/video-compression-challenge

Neural arithmetic coding implementation for comma.ai video compression challenge

Primary LanguagePython

compression-challenge

Experiments in lossless data compression for the comma.ai compression challenge (see https://github.com/commaai/commavq). The most promising method is implemented in video_compression.py, decompress.py, and video_compression_core.py and is based on neural arithmetic coding, a form of entropy encoding in which we learn a (discrete) conditional distribution over the possible values at each point in the sequence and size the intervals in the encoding scheme accordingly, such that as the accuracy of the predictor approaches 100%, the number of bits required to encode any particular sample approaches 0. There are many possible predictors (e.g., one of the simplest is merely observing the empirical distribution of values without conditioning on sequence context); neural networks allow us to approximate an optimal predictor by modeling the process that generated the data, and thus yield much stronger results. Practical Full Resolution Learned Lossless Image Compression demonstrates an example application of this technique to lossless image compression.

In this case, we are operating on condensed representations of videos with 1200 frames each, where the 8 * 16 "pixels" are each 10-bit numbers representing a learned embedding of a patch of video from the source. The context for the conditional distribution here is therefore every pixel in an n-by-n window surrounding the target, over the past t timesteps (some padding is of course needed for the first few frames); we want to learn a mapping from that context to a distribution over the 1024 possible patches, and use this to size the intervals in the arithmetic coding.

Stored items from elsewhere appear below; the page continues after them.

PR #5, opened 2016-06-09
Added README content, better seed data, and made a few mods to fix some minor bugs

briri:
Please hold off on merging this until next week when the UC3 team is in Glasgow so that we can walk through this process together to make sure we're all on the same page.


briri:
Conflicts exist. Going to reject this PR and resubmit

PR #8, opened 2016-06-27
Development

briri:
- Changed ownership terminology on README.rdoc, README.md so that it lists both the UC3 and DCC organizations.
- Updated db/seeds.rb so that the seed data is more generic and no longer specific to DCC.
- Fixed some JS issues created during the migration to Rails 4.0
- Uncommented the attr_accessible lines in models/user.rb so that changes are updating the db
- Added missing fontawesome web font to repo
- Fixed issue with undefined variable in projects.js
- Fixed db migration file that referenced an old AdminUser model that no longer exists
- Commented out failing tests
- Added travis.yml and README icon and then updated rakefile to run tests by default


briri:
Ray, Jimmy and Marta, please review and merge onto master if all looks good to you. 

I'm thinking we should have Stephanie and Sarah weigh in on the wording of the README files.

briri:
Added a travis.yml file and commented out some of the existing tests that weren't passing. We can fix these as we work on individual pieces of the system I guess

PR #21, opened 2016-08-12
Updated Gemfile to use Rails 4.2.7, fixed some minor issues with locale initializer

briri:
- Update Gemfile to specify >= Ruby 2.2.2
- Update Rails version to 4.2.7 because of XSS vulnerability: https://groups.google.com/forum/#!topic/rubyonrails-security/I-VWr034ouk
- Rebuilt schema.rb after running latest db migrations
- Updated locale.rb initializer to check for existence of default_language field and whether or not a default language has been defined.


briri:
Also added languages to the seeds.rb file

PR #49, opened 2016-10-18
Bug fixes - Plan and Template pages and Devise authentication

briri:
- Fixed JS issues with create plans page
- Fixed issue with exporting as a PDF
- Moved wicked_pdf config settings from application.rb into an initializer
- Removed devise changes for redirecting users after session timeout because it was causing login issues in certain circumstances
- Removed irrelevant 'guidance' button from template edit page
- Fixed issue with tinymce initialization on edit template page
- Selecting 'Make big changes' when editing a template no longer produces an error. It creates a new version as expected
- Clicking 'Make small changes' when editing a template now properly displays the edit version details section
- User is now redirected to the main landing page after requesting a password reset
- User is now redirected to the main landing page when trying to access a secure page when they are not authenticated


briri:
@raycarrick-ed and @vyruss, here are the bug fixes associated with the last sprint. Please accept and merge them into master if all looks good.

PR #68, opened 2016-11-10
ORCID functionality added to user profile page

briri:
Added the ability to attach the user's account to their ORCID using oauth2.


briri:
This PR also involved rebasing the development branch to what we currently have in master

PR #71, opened 2016-11-21
Latest changes from DCC Roadmap/master

raycarrick-ed:


briri:
The tests for this are failing because the branding.yml looks like it was moved to a local directory on your server. Can you please add it back in and handle instance specific configuration in a separate branch?

If it's helpful, you can take a look at https://github.com/CDLUC3/roadmap/tree/deploy for an example. We're using Capistrano with some steps that bring in our customized branding and handle other instance specific configuration.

Currently, an LSTM is used to learn this mapping, but a (3D) convolutional neural network might also be appropriate. We transform this into a sequential problem (like that of generic text/sequence compression -- note that the leading entries on http://prize.hutter1.net/ almost all use learned compression schemes similar to the one used here) by predicting (i.e., rows -> columns -> frames), such that the reconstruction process never uses patches that have not been previously reconstructed.

The compression process and decompression processes are therefore direct inverses of each other: in the former, we iterate over each pixel and narrow the encoding interval according to the learned probability function and the actual value of that patch; in the latter, we iterate through the video in the same order and deduce the interval at that step (and therefore the true value of the patch) from the inferred distribution at that point (from this, you might be able to see how the neural network acts as a lossy, highly condensed compression dictionary).

The trained model must of course be included with the compressed data for it to be able to be reconstructed, but for large amounts of data (as in this challenge), this is generally a negligible cost. In the future, I'd like to explore automatically optimizing model size vs. compression performance as a secondary hyperparameter. In my experiments, this scheme achieved a compression ratio of between 3.5 and 4.0, which meets or exceeds the state of the art on this benchmark (to the best of my memory), and far exceeds the 1.6 achieved by the generic lzma benchmark. The main drawback of this method (which is not specific to my implementation) is that it is incredibly slow, even with GPU acceleration, since inference must be run separately for every pixel in the video (fortunately, we can batch inference across entire frames, but this offers a limited speedup for this case since the number of frames per video here vastly exceeds the number of pixels per frame).